Его сиятельство решительно поднялся с кресла, подхватил со стола бутылку с вином и, подойдя к дивану и наклонившись над мирно похрапывавшим доктором, аккуратно, но безжалостно вылил вино ему на голову.
Необычная процедура возымела действие!
Михаил Георгиевич зафырчал, встрепенулся, полуприподнялся на подушках и, ухватившись обеими руками за мокрые волосы, осоловело уставился на склонившегося над ним Можайского.
— Ч-т-т-о, что, что такое?
— Михаил Георгиевич! — Его сиятельство склонился еще ниже, держа наготове не до конца еще опорожненную бутылку. — Вы в состоянии слушать и говорить?
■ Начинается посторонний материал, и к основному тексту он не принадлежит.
PR #1781, opened 2026-06-12
Add presentedOfferingContext support to custom paywall impression events

rickvdl:
Based on PHC PR https://github.com/RevenueCat/purchases-hybrid-common/pull/1665.

## API

We will now send the `presentedOfferingContext` from the passed `Offering` along with the event. This PR adds the new API variant that takes an `Offering` instead of a plain string `offeringId`. The latter is now deprecated in favor of this new API variant. We will derive the `presentedOfferingContext` from this `Offering` and send it along with the request.

```
await Purchases.trackCustomPaywallImpression(
  params: CustomPaywallImpressionParams(paywallId: "", offering: offering),
)
```

---

> [!NOTE]
> **Low Risk**
> Analytics-only API extension with backward-compatible deprecation; no purchase, auth, or billing flow changes, though impression event shape changes may affect downstream analytics if callers relied on explicit null fields.
> 
> **Overview**
> **Custom paywall impression tracking** now accepts an `Offering` on `CustomPaywallImpressionParams` and forwards **placement/targeting** via `presentedOfferingContext` (taken from the offering’s first package when packages exist). String `offeringId` is **deprecated** but still supported; when both are set, the offering’s identifier wins.
> 
> `Purchases.trackCustomPaywallImpression` no longer always sends `paywallId`/`offeringId` as null—it builds a sparse map and only includes set fields. With no offering context, docs clarify that the native SDK picks the current offering.
> 
> **Android/iOS bridges** harden the channel path: null method arguments default to `{}`, and payloads strip null/`NSNull` values (Android recursively for nested maps/lists; iOS reuses `mappingNSNullToNil`).
> 
> Tests, API tester coverage, and the purchase_tester screen were updated to exercise tracking with/without an offering and the new payload shape.
> 
> <sup>Reviewed by [Cursor Bugbot](https://cursor.com/bugbot) for commit 3c3e4c22dbf12a99b6ec592d37cf1cf31e3f1886. Bugbot is set up for automated code reviews on this repo. Configure [here](https://www.cursor.com/dashboard/bugbot).</sup>

### DIFF
--- a/android/src/main/java/com/revenuecat/purchases_flutter/PurchasesFlutterPlugin.java
+++ b/android/src/main/java/com/revenuecat/purchases_flutter/PurchasesFlutterPlugin.java
@@ -384,9 +384,13 @@ public class PurchasesFlutterPlugin implements FlutterPlugin, MethodCallHandler,
             case "getCachedVirtualCurrencies":
                 getCachedVirtualCurrencies(result);
                 break;
-            case "trackCustomPaywallImpression":
-                trackCustomPaywallImpression(call.arguments(), result);
+            case "trackCustomPaywallImpression": {
+                Map<String, Object> arguments = call.arguments();
+                trackCustomPaywallImpression(
+                        arguments != null ? arguments : new HashMap<>(),
+                        result);
                 break;
+            }
             case "trackAdDisplayed":
                 trackAdDisplayed(call.arguments(), result);
                 break;
@@ -883,14 +887,46 @@ public class PurchasesFlutterPlugin implements FlutterPlugin, MethodCallHandler,
     }
 
     private void trackCustomPaywallImpression(Map<String, Object> arguments, final Result result) {
-        HashMap<String, Object> data = new HashMap<>();
-        for (Map.Entry<String, Object> entry : arguments.entrySet()) {
-            if (entry.getValue() != null) {
-                data.put(entry.getKey(), entry.getValue());
+        CommonKt.trackCustomPaywallImpression(mapWithoutNullValues(arguments));
+        result.success(null);
+    }
+
+    private static HashMap<String, Object> mapWithoutNullValues(@Nullable Map<String, Object> map) {
+        HashMap<String, Object> filteredMap = new HashMap<>();
+        if (map != null) {
+            for (Map.Entry<String, Object> entry : map.entrySet()) {
+                Object value = valueWithoutNullValues(entry.getValue());
+                if (value != null) {
+                    filteredMap.put(entry.getKey(), value);
+                }
             }
         }
-        CommonKt.trackCustomPaywallImpression(data);
-        result.success(null);
+        return filteredMap;
+    }
+
+    private static Object valueWithoutNullValues(@Nullable Object value) {
+        if (value instanceof Map) {
+            HashMap<String, Object> filteredMap = new HashMap<>();
+            Map<?, ?> originalMap = (Map<?, ?>) value;
+            for (Map.Entry<?, ?> entry : originalMap.entrySet()) {
+                Object filteredValue = valueWithoutNullValues(entry.getValue());
+                if (entry.getKey() instanceof String && filteredValue != null) {
+                    filteredMap.put((String) entry.getKey(), filteredValue);
+                }
+            }
+            return filteredMap;
+        }
+        if (value instanceof List) {
+            ArrayList<Object> filteredList = new ArrayList<>();
+            for (Object item : (List<?>) value) {
+                Object filteredItem = valueWithoutNullValues(item);
+                if (filteredItem != null) {
+                    filteredList.add(filteredItem);
+                }
+            }
+            return filteredList;
+        }
+        return value;
     }
 
     private void trackAdDisplayed(Map<String, Object> arguments, final Result result) {
--- a/android/src/main/java/com/revenuecat/purchases_flutter/PurchasesFlutterPlugin.java
+++ b/android/src/main/java/com/revenuecat/purchases_flutter/PurchasesFlutterPlugin.java
@@ -887,17 +887,17 @@ public class PurchasesFlutterPlugin implements FlutterPlugin, MethodCallHandler,
     }
 
     private void trackCustomPaywallImpression(Map<String, Object> arguments, final Result result) {
-        CommonKt.trackCustomPaywallImpression(mapWithoutNullValues(arguments));
+        CommonKt.trackCustomPaywallImpression(stringKeyedMapWithoutNullValues(arguments));
         result.success(null);
     }
 
-    private static HashMap<String, Object> mapWithoutNullValues(@Nullable Map<String, Object> map) {
+    private static HashMap<String, Object> stringKeyedMapWithoutNullValues(@Nullable Map<?, ?> map) {
         HashMap<String, Object> filteredMap = new HashMap<>();
         if (map != null) {
-            for (Map.Entry<String, Object> entry : map.entrySet()) {
-                Object value = valueWithoutNullValues(entry.getValue());
-                if (value != null) {
-                    filteredMap.put(entry.getKey(), value);
+            for (Map.Entry<?, ?> entry : map.entrySet()) {
+                Object filteredValue = valueWithoutNullValues(entry.getValue());
+                if (entry.getKey() instanceof String && filteredValue != null) {
+                    filteredMap.put((String) entry.getKey(), filteredValue);
                 }
             }
         }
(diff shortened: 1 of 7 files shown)


android/build.gradle
```diff
@@ -3,7 +3,7 @@ version '10.2.3'
 
 buildscript {
     ext.kotlin_version = '1.8.22'
-    ext.common_version = '18.14.1'
+    ext.common_version = '18.15.0'
```
tonidero: Hmm should we leave the PHC bump to a separate PR?

lib/models/map_helpers.dart
```diff
@@ -74,3 +74,19 @@ PeriodUnit periodUnitFromJson(dynamic value) {
...
+    );
+
+dynamic _valueWithoutNullValues(dynamic value) {
+  if (value is Map) {
+    return mapWithoutNullValues(Map<String, dynamic>.from(value));
+  }
+  if (value is List) {
+    return value.map(_valueWithoutNullValues).toList();
+  }
+  return value;
```
tonidero: Should we also filter for `value` being null? Though I guess that means dynamic might not catch it not support it not sure...

revenuecat_examples/purchase_tester/android/app/build.gradle
```diff
@@ -45,7 +45,7 @@ android {
     }
 
     defaultConfig {
-        applicationId "com.revenuecat.purchases_sample"
+        applicationId "com.revenuecat.paywall_tester"
```
tonidero: Hmm we might not won't to push this?

revenuecat_examples/purchase_tester/ios/Runner.xcodeproj/project.pbxproj
```diff
@@ -431,7 +431,7 @@
 					"$(inherited)",
 					"$(PROJECT_DIR)/Flutter",
 				);
-				PRODUCT_BUNDLE_IDENTIFIER = com.revenuecat.sampleapp;
+				PRODUCT_BUNDLE_IDENTIFIER = com.revenuecat.PaywallsTester;
```
tonidero: Same here and some below

revenuecat_examples/purchase_tester/lib/src/constant.dart
```diff
@@ -1,8 +1,8 @@
 //TO DO: add the Apple API key for your app from the RevenueCat dashboard: https://app.revenuecat.com
-const appleApiKey = 'appl_api_key';
+const appleApiKey = 'appl_SYkbbYptqjDadVkQeBUtXxVxCcw';
```
tonidero: Same

CHANGELOG-LATEST.md
```diff
@@ -1,4 +1,7 @@
 ## RevenueCat SDK
+### ✨ New Features
+* Add `offering` support to `trackCustomPaywallImpression` so custom paywall events include presented offering context when available.
```
tonidero: This shouldn't be added here :)

tonidero (commented):
Some comments, but the main code looks good

lib/models/map_helpers.dart
rickvdl: Right, good catch. We're checking it in `mapWithoutNullValues` but indeed that assuming it's only called from there. I've moved to code to `mapWithoutNullValues` to make it explicit.

android/build.gradle
rickvdl: Sorry 🤦 accidentally committed unrelated changes. Should've checked this before pushing. Fixed it and the PR should be clean now.

lib/models/map_helpers.dart
rickvdl: Actually changed my mind on this and moved the filtering to the native layer like we did for RN, using existing helpers

android/src/main/java/com/revenuecat/purchases_flutter/PurchasesFlutterPlugin.java
```diff
@@ -485,15 +489,7 @@ private void syncAttributesAndOfferingsIfNeeded(final Result result) {
...
-        HashMap<String, Object> filteredData = new HashMap<>();
-        if (data != null) {
-            for (Map.Entry<String, Object> entry : data.entrySet()) {
-                if (entry.getValue() != null) {
-                    filteredData.put(entry.getKey(), entry.getValue());
-                }
-            }
-        }
-        CommonKt.setAppstackAttributionParams(filteredData, getOnResult(result));
+        CommonKt.setAppstackAttributionParams(mapWithoutNullValues(data), getOnResult(result));
```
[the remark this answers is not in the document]
rickvdl: This should now be resolved

android/src/main/java/com/revenuecat/purchases_flutter/PurchasesFlutterPlugin.java
```diff
@@ -883,14 +887,46 @@ private void getCachedVirtualCurrencies(final Result result) {
...
+                Object value = valueWithoutNullValues(entry.getValue());
+                if (value != null) {
+                    filteredMap.put(entry.getKey(), value);
+                }
             }
         }
-        CommonKt.trackCustomPaywallImpression(data);
-        result.success(null);
+        return filteredMap;
+    }
```
ajpallares, line 905: Total nit, but I wonder if we could allow receiving any map in this method.
```suggestion
    private static HashMap<String, Object> mapWithoutNullValues(@Nullable Map<?, ?> map) {
        HashMap<String, Object> filteredMap = new HashMap<>();
        if (map != null) {
            for (Map.Entry<?, ?> entry : map.entrySet()) {
                Object filteredValue = valueWithoutNullValues(entry.getValue());
                if (entry.getKey() instanceof String && filteredValue != null) {
                    filteredMap.put((String) entry.getKey(), filteredValue);
                }
            }
        }
        return filteredMap;
    }
```

Then, below, we would just do

```
    private static Object valueWithoutNullValues(@Nullable Object value) {
        if (value instanceof Map) {
            return mapWithoutNullValues((Map<?, ?>) value);
        }
        ...
```

Maybe changing the method name as we're filtering out non-String keys as well as null values. `stringKeyedMapWithoutNullValues`?

api_tester/lib/api_tests/purchases_flutter_api_test.dart
```diff
@@ -763,16 +776,26 @@ class _PurchasesFlutterApiTest {
...
+    CustomPaywallImpressionParams paramsWithNullIds =
+        const CustomPaywallImpressionParams(
+      paywallId: null,
+      offeringId: null,
+    );
+
     CustomPaywallImpressionParams paramsWithOffering =
+        CustomPaywallImpressionParams(offering: offering);
+
+    CustomPaywallImpressionParams paramsWithOfferingId =
```
ajpallares, line 804: I think we're missing the constructor containing `paywallId` and `offering` parameters

ajpallares: And, in theory, now we'd be supporting the constructors with the two `offeringId` and `offering` parameters, but I wouldn't add an API test for those, since they clearly are never supposed to be sent together

lib/purchases_flutter.dart
```diff
@@ -1447,20 +1447,45 @@ class Purchases {
...
-          'paywallId': params?.paywallId,
-          'offeringId': params?.offeringId,
-        },
+        _customPaywallImpressionData(params),
       );
 
+  static Map<String, dynamic> _customPaywallImpressionData(
+    CustomPaywallImpressionParams? params,
+  ) {
+    final offering = params?.offering;
```
ajpallares, line 1467: Should we add a warning if both `offering` and `offeringId` are passed saying that the passed `offeringId` will be ignored? (I'd probably add it even if `offering.identifier == offeringId`)

ajpallares (approved):
Looks good! Just some non-blocking comments

android/src/main/java/com/revenuecat/purchases_flutter/PurchasesFlutterPlugin.java
rickvdl: Thanks for the suggestion! Updated it with just that :)

api_tester/lib/api_tests/purchases_flutter_api_test.dart
rickvdl: Good catch! added the missing tests

lib/purchases_flutter.dart
rickvdl: Hm right, that's an interesting one, however I think since the inits that take the `offeringId` are already deprecated that should already warn the developer. Not sure if the log line (which has to be going through `debugPrint` instead of our logging infrastructure from the Dart-side) would add much value 🤔 Wdyt?

ajpallares: Ohh true. The deprecation message should be enough then 👍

Доктор провел рукой по волосам, а потом — не смейся, читатель! — сунул пальцы в рот и даже причмокнул:
— В-в-ино?
— Михаил Георгиевич!
— П-плесните бокальчик!
Можайский махнул рукой Любимову, и тот мгновенно — ах, молодость, молодость: сколько в тебе энергии! — подал его сиятельству стакан. Стакан был тут же наполнен и передан доктору.
Михаил Георгиевич осушил его единым глотком, вытер губы и вдруг подскочил, едва не грохнувшись с дивана:
— Черт побери! Да я весь мокрый!
Голос доктора звучал уже вполне твердо. Можайский надавил Михаилу Георгиевичу на плечо, заставив того опять не то усесться на диван, не то на него улечься… Нечасто, дорогой читатель, теряюсь я в подборе слов — вы знаете: говорю я это без ложной скромности! — но тут я в самом деле не могу дать точную характеристику той позы, которую принял уважаемый ученик Гиппократа! Он вроде бы и сидел: его ноги свешивались с дивана, причем почти в перпендикулярной плоскости к спинке. Но, во-первых, ноги эти до пола все же не доставали, а во-вторых, всем корпусом Михаил Георгиевич завалился на локоть, удерживаясь только на нем, и не слишком уверенно держал голову на скособоченной относительно корпуса шее. Бог мне судья, если я сам, перечитав эти строки, понял, как было бы можно превратить их обилие слов в краткое и точное определение!